# UK Citizen and US Wife



## stuwoolf (Mar 11, 2018)

Hi all,

Need some thought and guidance on this quandry.

My wife and I married in Scotland in December last year with the idea of living in Scotland. We are both on the mature side of 55 (say no more). Due to a mistake with a visa we are now in limbo and await the issue of a UK Spouse Visa. My wife a US citizen born in Panama, is back in USA waiting for the visa to come through.

Having done some financial calculations it would appear that the eventual cost of obtaining ILR in UK will be circa £11,000 (1 x Spouse Visa + 1 x FLR(M) + 1 x ILR fee) and factoring in year on year increases (20%ish) as is the UK Govts way. The first stage (Spouse Visa) has already be paid (£2,300) leaving a balance of well, lots! This seems like a considerable sum of money which could be put to better use by us.

This large sum and the waiting time (given our age time is not something we have an abundance of) to get things going are giving us both cause for concern and we are exploring possible options. We have at least in theory 3 options, Spain, USA or Panama.

The question is what is invovled in my wife moving with me to Spain and how do we get jobs?

Grateful for any guidance


----------



## stuwoolf (Mar 11, 2018)

Any help?


----------



## xabiaxica (Jun 23, 2009)

I would guess that you haven't had any response largely because of this question


> how do we get jobs?


Have a read of recent threads & you'll discover that although the unemployment situation in Spain is easing somewhat, it's still among the highest in Europe - so getting a proper contracted job is likely to be your stumbling block.

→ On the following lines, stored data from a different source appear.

PR #197, opened 2017-12-11
[4.x] Add PHPStan analysis to the build

mhujer:
[PHPStan](https://github.com/phpstan/phpstan) is a PHP Static Analysis Tool.

I've fixed the errors it can find up to level 2 (it has 7 levels of checks), but this PR is already big enough, so I will create another one later on.

### DIFF
--- a/.travis.yml
+++ b/.travis.yml
@@ -25,6 +25,7 @@ before_script:
 
 script:
   - ./vendor/bin/parallel-lint src tests
+  - composer run phpstan
   - ./vendor/bin/phpunit --verbose --coverage-clover build/logs/clover.xml
   - ./vendor/bin/phpcs src tests --standard=psr2 -sp
 
--- a/composer.json
+++ b/composer.json
@@ -69,7 +69,7 @@
         "phpunit": "phpunit --verbose --colors=always",
         "phpcs": "phpcs src tests --standard=psr2 -sp --colors",
         "phpstan": [
-            "@php vendor/phpstan/phpstan-shim/phpstan.phar analyse -c phpstan.neon src --level 1 --no-progress",
+            "@php vendor/phpstan/phpstan-shim/phpstan.phar analyse -c phpstan.neon src --level 2 --no-progress",
             "@php vendor/phpstan/phpstan-shim/phpstan.phar analyse -c phpstan-tests.neon tests --level 1 --no-progress"
         ],
         "test": [
--- a/composer.json
+++ b/composer.json
@@ -69,8 +69,8 @@
         "phpunit": "phpunit --verbose --colors=always",
         "phpcs": "phpcs src tests --standard=psr2 -sp --colors",
         "phpstan": [
-            "@php vendor/phpstan/phpstan-shim/phpstan.phar analyse -c phpstan.neon src --level 0 --no-progress",
-            "@php vendor/phpstan/phpstan-shim/phpstan.phar analyse -c phpstan-tests.neon tests --level 0 --no-progress"
+            "@php vendor/phpstan/phpstan-shim/phpstan.phar analyse -c phpstan.neon src --level 1 --no-progress",
+            "@php vendor/phpstan/phpstan-shim/phpstan.phar analyse -c phpstan-tests.neon tests --level 1 --no-progress"
         ],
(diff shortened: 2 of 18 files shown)


.travis.yml
```diff
@@ -25,6 +25,7 @@ before_script:
 
 script:
   - ./vendor/bin/parallel-lint src tests
+  - composer run phpstan
```
mhujer: By calling the Composer script, it runs the same configuration as you would run locally.

composer.json
```diff
@@ -37,6 +37,8 @@
         "mockery/mockery": "^1.0",
         "moontoast/math": "^1.1",
         "php-mock/php-mock-phpunit": "^2.0",
+        "phpstan/phpstan-phpunit": "0.9.2",
+        "phpstan/phpstan-shim": "0.9.1",
```
mhujer: this is the actual tool, but wrapped in a phar so it does not install any other dependencies

composer.json
```diff
@@ -67,8 +69,13 @@
         "lint": "parallel-lint src tests",
         "phpunit": "phpunit --verbose --colors=always",
         "phpcs": "phpcs src tests --standard=psr2 -sp --colors",
+        "phpstan": [
+            "@php vendor/phpstan/phpstan-shim/phpstan.phar analyse -c phpstan.neon src --level 2 --no-progress",
+            "@php vendor/phpstan/phpstan-shim/phpstan.phar analyse -c phpstan-tests.neon tests --level 2 --no-progress"
+        ],
         "test": [
             "@lint",
+            "@phpstan",
```
mhujer: it should be ran before tests, because it can discover issues that would make tests fail anyway

composer.json
```diff
@@ -67,8 +69,13 @@
         "lint": "parallel-lint src tests",
         "phpunit": "phpunit --verbose --colors=always",
         "phpcs": "phpcs src tests --standard=psr2 -sp --colors",
+        "phpstan": [
+            "@php vendor/phpstan/phpstan-shim/phpstan.phar analyse -c phpstan.neon src --level 2 --no-progress",
```
mhujer: by splitting analysis of `src` and `tests` separate config file can be provided (e.g. with different ignored erros)

src/Converter/Time/GmpTimeConverter.php
```diff
@@ -58,7 +58,7 @@ public function calculateTime($seconds, $microSeconds)
      */
     public function convertTime($timestamp)
     {
-        if (!$timestamp instanceof GMP) {
+        if (!$timestamp instanceof \GMP) {
```
mhujer: Please check if this is correct

mhujer:
Usualy
1) `/** @var Uuid $uuid */` comment is necessary anywhere, where the result of `Uuid::fromString()` is treated like the instance of  `Uuid`. (`::fromString()` returns `UuidInterface` which lacks some of the methods available in `Uuid`)

tests/Generator/SodiumRandomGeneratorTest.php
```diff
@@ -39,11 +39,11 @@ public function testFactoryUsesSodiumRandomGenerator()
...
         Uuid::setFactory($uuidFactory);
 
-        $uuid = Uuid::uuid4();
-
+        /** @var UuidFactory $actualUuidFactory */
+        $actualUuidFactory = Uuid::getFactory();
         $this->assertInstanceOf(
             SodiumRandomGenerator::class,
-            $uuid->getFactory()->getRandomGenerator()
+            $actualUuidFactory->getRandomGenerator()
```
mhujer: I'm not sure about this change, but originally it was calling the static method non-statically.

mhujer:
PHPStan works by analyzing the types in the code and in the phpdocs and then it uses it to report potentially incorrect code. (It knows, that if the method accepts some type, you cannot pass other type there.) The analysis is possible by having proper types in the code (which also helps the PHPStorm and other IDEs).

If there is anything else I can explain, you can comment directly at the specific line of the diff.

ramsey:
After considering this some more, I've decided to accept it. Thanks for all your hard work!

ramsey:
====================

PR #200, opened 2017-12-23
[4.x] Use specific versions of require-dev dependencies

mhujer:
It may help to prevent issues such as https://github.com/ramsey/uuid/commit/bd7f7f3135b1cd751b8be06b66a721e13f3d5b06 when a BC break is introduced in a non-semver manner.

On one hand, it means that from time to time, versions need to be updated manually. But on the other hand it allows to handle updates of dev dependencies intentionally, without colliding with other changes (e.g. fix in an older version)

_// If you don't want to merge this, just close the PR. It wasn't that much work so I created the PR directly, instead of creating an issue/discussion first._

### DIFF
--- a/composer.json
+++ b/composer.json
@@ -29,18 +29,18 @@
     },
     "require-dev": {
         "ext-gmp": "*",
-        "codeception/aspect-mock": "^2.0",
-        "doctrine/annotations": "^1.2",
-        "goaop/framework": "^2.1",
-        "ircmaxell/random-lib": "^1.1",
-        "jakub-onderka/php-parallel-lint": "^0.9.0",
-        "mockery/mockery": "^1.0",
-        "moontoast/math": "^1.1",
-        "php-mock/php-mock-phpunit": "^2.0",
+        "codeception/aspect-mock": "2.1.1",
+        "doctrine/annotations": "1.4.0",
+        "goaop/framework": "2.1.2",
+        "ircmaxell/random-lib": "1.2.0",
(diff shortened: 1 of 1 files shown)


ramsey:
====================

composer.json
```diff
@@ -29,18 +29,18 @@
...
-        "codeception/aspect-mock": "^2.0",
-        "doctrine/annotations": "^1.2",
-        "goaop/framework": "^2.1",
-        "ircmaxell/random-lib": "^1.1",
-        "jakub-onderka/php-parallel-lint": "^0.9.0",
-        "mockery/mockery": "^1.0",
-        "moontoast/math": "^1.1",
-        "php-mock/php-mock-phpunit": "^2.0",
+        "codeception/aspect-mock": "2.1.1",
+        "doctrine/annotations": "1.4.0",
```
mhujer: The versions are the latest working of PHP 7.0 (there are other versions which support 7.1+ only)

GrahamCampbell:
Hmmm, not sure is the right approach. Better to establish if the upstream repos are semver or not, and ensure they follow whatever policy they say they follow.

ramsey:
I agree with @GrahamCampbell. While I hard-lock versions in project work in my company, I don't want to set explicit versions in open source projects, if I can help it. The change I made in bd7f7f3135b1cd751b8be06b66a721e13f3d5b06 for Aspect Mock was the right change, albeit an unfortunate one.

PR #205, opened 2018-01-19
added helper method for COMB UUIDs

1ma:
Resubmission of #180 with changed name helper (`timestampFirstComb()`)


1ma:
It's done. I don't really know what else to test, though.

ramsey:
After giving this a lot of thought, I've decided not to merge this pull request. In general, I like your idea of having a convenience method, but since the timestamp first COMB UUID isn't part of the UUID standard, I don't think the convenience method has a place in this library.

Thanks for contributing; keep it up!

You, as the EU citizen, are required to register as resident within 90 days of your arrival. To do this, you have to have healthcare in place & either sufficient funds to support yourself, or a proper contracted job.

Once you are registered, your wife can then apply for residencia as the spouse of a registered EU citizen. You will have to prove that you can support her, & that she has healthcare in place. This has to be done within 90 days of her arrival, but once the application is in, she can stay until a decision is made one way or the other. 

If you don't have a contracted job, that will have to be 'money in the bank', and the healthcare cover for you both will have to be comprehensive private insurance.

If moving to Spain relies upon either one or both of you working here, it's likely to be no easier than moving to the UK.


----------



## stuwoolf (Mar 11, 2018)

xabiachica said:


> I would guess that you haven't had any response largely because of this question
> 
> Have a read of recent threads & you'll discover that although the unemployment situation in Spain is easing somewhat, it's still among the highest in Europe - so getting a proper contracted job is likely to be your stumbling block.
> 
> ...



Thanks for your response.

You mention "sufficient funds", what is considered sufficient and how much money in the bank is required?

What about healthcare insurance, from where can this be secured?

Given my wife is Panamanian born, are you able to advise if the Iberamerican element affects our position?

Thanks again for your reply.


----------



## stuwoolf (Mar 11, 2018)

stuwoolf said:


> Thanks for your response.
> 
> You mention "sufficient funds", what is considered sufficient and how much money in the bank is required?
> 
> ...



Can anyone help with my questions?

Grateful if you can.


----------



## xabiaxica (Jun 23, 2009)

stuwoolf said:


> Can anyone help with my questions?
> 
> Grateful if you can.


There are no official figures for 'sufficient funds'. The extranjería where you apply will give you the figure for that area, at the time. 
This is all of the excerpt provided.